____ Given data

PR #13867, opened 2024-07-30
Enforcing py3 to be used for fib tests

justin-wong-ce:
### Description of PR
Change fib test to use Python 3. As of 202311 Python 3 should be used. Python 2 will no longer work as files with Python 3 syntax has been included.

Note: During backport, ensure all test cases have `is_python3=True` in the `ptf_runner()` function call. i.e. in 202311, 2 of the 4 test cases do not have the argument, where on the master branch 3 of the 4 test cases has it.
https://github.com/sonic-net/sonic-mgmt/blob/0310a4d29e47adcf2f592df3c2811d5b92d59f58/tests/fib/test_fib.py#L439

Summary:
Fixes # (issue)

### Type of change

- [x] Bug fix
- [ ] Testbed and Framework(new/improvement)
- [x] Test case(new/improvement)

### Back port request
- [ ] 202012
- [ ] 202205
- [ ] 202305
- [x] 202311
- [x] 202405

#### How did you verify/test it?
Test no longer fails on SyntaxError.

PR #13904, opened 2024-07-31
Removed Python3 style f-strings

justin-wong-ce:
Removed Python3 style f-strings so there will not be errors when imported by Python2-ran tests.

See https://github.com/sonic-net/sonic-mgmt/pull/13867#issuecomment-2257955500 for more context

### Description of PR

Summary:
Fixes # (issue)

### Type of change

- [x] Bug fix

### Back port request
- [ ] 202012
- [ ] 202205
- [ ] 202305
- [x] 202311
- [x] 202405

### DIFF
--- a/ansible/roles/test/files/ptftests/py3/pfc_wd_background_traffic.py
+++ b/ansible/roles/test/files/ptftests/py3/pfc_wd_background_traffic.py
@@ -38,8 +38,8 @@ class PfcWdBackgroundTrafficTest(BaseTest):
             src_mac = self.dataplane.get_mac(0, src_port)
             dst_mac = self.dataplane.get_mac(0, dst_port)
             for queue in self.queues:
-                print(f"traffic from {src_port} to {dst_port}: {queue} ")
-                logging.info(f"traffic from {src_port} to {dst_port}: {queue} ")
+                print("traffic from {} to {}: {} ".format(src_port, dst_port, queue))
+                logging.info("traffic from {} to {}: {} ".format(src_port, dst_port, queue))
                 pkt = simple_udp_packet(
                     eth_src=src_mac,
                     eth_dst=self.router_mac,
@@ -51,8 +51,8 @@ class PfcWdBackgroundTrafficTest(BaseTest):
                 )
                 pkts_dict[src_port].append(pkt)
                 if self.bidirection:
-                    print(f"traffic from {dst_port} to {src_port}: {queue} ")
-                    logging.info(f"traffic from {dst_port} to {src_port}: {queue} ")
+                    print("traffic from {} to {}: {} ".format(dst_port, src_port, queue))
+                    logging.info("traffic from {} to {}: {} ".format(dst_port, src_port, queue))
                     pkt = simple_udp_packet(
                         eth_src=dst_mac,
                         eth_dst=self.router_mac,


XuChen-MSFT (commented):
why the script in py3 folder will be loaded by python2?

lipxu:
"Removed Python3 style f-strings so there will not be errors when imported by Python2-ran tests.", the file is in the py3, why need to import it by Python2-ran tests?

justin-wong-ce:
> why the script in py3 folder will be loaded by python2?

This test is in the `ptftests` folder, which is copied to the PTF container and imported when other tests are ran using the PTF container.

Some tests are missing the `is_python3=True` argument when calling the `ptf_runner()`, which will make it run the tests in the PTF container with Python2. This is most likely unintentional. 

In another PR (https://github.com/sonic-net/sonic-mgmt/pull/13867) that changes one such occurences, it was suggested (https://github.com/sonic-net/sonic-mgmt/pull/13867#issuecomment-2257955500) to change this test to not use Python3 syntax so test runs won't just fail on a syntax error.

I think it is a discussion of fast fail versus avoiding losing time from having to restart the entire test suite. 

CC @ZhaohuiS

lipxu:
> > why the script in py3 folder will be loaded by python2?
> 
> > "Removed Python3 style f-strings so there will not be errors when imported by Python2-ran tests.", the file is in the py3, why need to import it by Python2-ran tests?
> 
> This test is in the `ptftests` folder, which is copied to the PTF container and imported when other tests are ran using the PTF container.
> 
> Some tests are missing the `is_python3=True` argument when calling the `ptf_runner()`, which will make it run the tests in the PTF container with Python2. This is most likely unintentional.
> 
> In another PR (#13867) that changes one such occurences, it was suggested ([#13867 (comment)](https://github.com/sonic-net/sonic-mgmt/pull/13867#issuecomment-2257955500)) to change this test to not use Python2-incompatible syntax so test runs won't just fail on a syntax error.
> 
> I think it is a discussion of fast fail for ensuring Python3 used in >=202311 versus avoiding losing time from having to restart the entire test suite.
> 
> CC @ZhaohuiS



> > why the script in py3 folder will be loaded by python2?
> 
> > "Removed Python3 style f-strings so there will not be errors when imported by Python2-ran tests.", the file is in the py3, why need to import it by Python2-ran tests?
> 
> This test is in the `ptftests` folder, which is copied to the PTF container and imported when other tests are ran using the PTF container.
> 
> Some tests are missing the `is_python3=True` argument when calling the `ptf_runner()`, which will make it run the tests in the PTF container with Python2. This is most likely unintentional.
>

________

→ **Exercise description**
All of the records above need to be printed again exactly as they appear.

→ **Reply to the exercise**
PR #13867, opened 2024-07-30
Enforcing py3 to be used for fib tests

justin-wong-ce:
### Description of PR
Change fib test to use Python 3. As of 202311 Python 3 should be used. Python 2 will no longer work as files with Python 3 syntax has been included.

Note: During backport, ensure all test cases have `is_python3=True` in the `ptf_runner()` function call. i.e. in 202311, 2 of the 4 test cases do not have the argument, where on the master branch 3 of the 4 test cases has it.
https://github.com/sonic-net/sonic-mgmt/blob/0310a4d29e47adcf2f592df3c2811d5b92d59f58/tests/fib/test_fib.py#L439

Summary:
Fixes # (issue)

### Type of change

- [x] Bug fix
- [ ] Testbed and Framework(new/improvement)
- [x] Test case(new/improvement)

### Back port request
- [ ] 202012
- [ ] 202205
- [ ] 202305
- [x] 202311
- [x] 202405

#### How did you verify/test it?
Test no longer fails on SyntaxError.

PR #13904, opened 2024-07-31
Removed Python3 style f-strings

justin-wong-ce:
Removed Python3 style f-strings so there will not be errors when imported by Python2-ran tests.

See https://github.com/sonic-net/sonic-mgmt/pull/13867#issuecomment-2257955500 for more context

### Description of PR

Summary:
Fixes # (issue)

### Type of change

- [x] Bug fix

### Back port request
- [ ] 202012
- [ ] 202205
- [ ] 202305
- [x] 202311
- [x] 202405

### DIFF
--- a/ansible/roles/test/files/ptftests/py3/pfc_wd_background_traffic.py
+++ b/ansible/roles/test/files/ptftests/py3/pfc_wd_background_traffic.py
@@ -38,8 +38,8 @@ class PfcWdBackgroundTrafficTest(BaseTest):
             src_mac = self.dataplane.get_mac(0, src_port)
             dst_mac = self.dataplane.get_mac(0, dst_port)
             for queue in self.queues:
-                print(f"traffic from {src_port} to {dst_port}: {queue} ")
-                logging.info(f"traffic from {src_port} to {dst_port}: {queue} ")
+                print("traffic from {} to {}: {} ".format(src_port, dst_port, queue))
+                logging.info("traffic from {} to {}: {} ".format(src_port, dst_port, queue))
                 pkt = simple_udp_packet(
                     eth_src=src_mac,
                     eth_dst=self.router_mac,
@@ -51,8 +51,8 @@ class PfcWdBackgroundTrafficTest(BaseTest):
                 )
                 pkts_dict[src_port].append(pkt)
                 if self.bidirection:
-                    print(f"traffic from {dst_port} to {src_port}: {queue} ")
-                    logging.info(f"traffic from {dst_port} to {src_port}: {queue} ")
+                    print("traffic from {} to {}: {} ".format(dst_port, src_port, queue))
+                    logging.info("traffic from {} to {}: {} ".format(dst_port, src_port, queue))
                     pkt = simple_udp_packet(
                         eth_src=dst_mac,
                         eth_dst=self.router_mac,


XuChen-MSFT (commented):
why the script in py3 folder will be loaded by python2?

lipxu:
"Removed Python3 style f-strings so there will not be errors when imported by Python2-ran tests.", the file is in the py3, why need to import it by Python2-ran tests?

justin-wong-ce:
> why the script in py3 folder will be loaded by python2?

This test is in the `ptftests` folder, which is copied to the PTF container and imported when other tests are ran using the PTF container.

Some tests are missing the `is_python3=True` argument when calling the `ptf_runner()`, which will make it run the tests in the PTF container with Python2. This is most likely unintentional. 

In another PR (https://github.com/sonic-net/sonic-mgmt/pull/13867) that changes one such occurences, it was suggested (https://github.com/sonic-net/sonic-mgmt/pull/13867#issuecomment-2257955500) to change this test to not use Python3 syntax so test runs won't just fail on a syntax error.

I think it is a discussion of fast fail versus avoiding losing time from having to restart the entire test suite. 

CC @ZhaohuiS

lipxu:
> > why the script in py3 folder will be loaded by python2?
> 
> > "Removed Python3 style f-strings so there will not be errors when imported by Python2-ran tests.", the file is in the py3, why need to import it by Python2-ran tests?
> 
> This test is in the `ptftests` folder, which is copied to the PTF container and imported when other tests are ran using the PTF container.
> 
> Some tests are missing the `is_python3=True` argument when calling the `ptf_runner()`, which will make it run the tests in the PTF container with Python2. This is most likely unintentional.
> 
> In another PR (#13867) that changes one such occurences, it was suggested ([#13867 (comment)](https://github.com/sonic-net/sonic-mgmt/pull/13867#issuecomment-2257955500)) to change this test to not use Python2-incompatible syntax so test runs won't just fail on a syntax error.
> 
> I think it is a discussion of fast fail for ensuring Python3 used in >=202311 versus avoiding losing time from having to restart the entire test suite.
> 
> CC @ZhaohuiS



> > why the script in py3 folder will be loaded by python2?
> 
> > "Removed Python3 style f-strings so there will not be errors when imported by Python2-ran tests.", the file is in the py3, why need to import it by Python2-ran tests?
> 
> This test is in the `ptftests` folder, which is copied to the PTF container and imported when other tests are ran using the PTF container.
> 
> Some tests are missing the `is_python3=True` argument when calling the `ptf_runner()`, which will make it run the tests in the PTF container with Python2. This is most likely unintentional.
>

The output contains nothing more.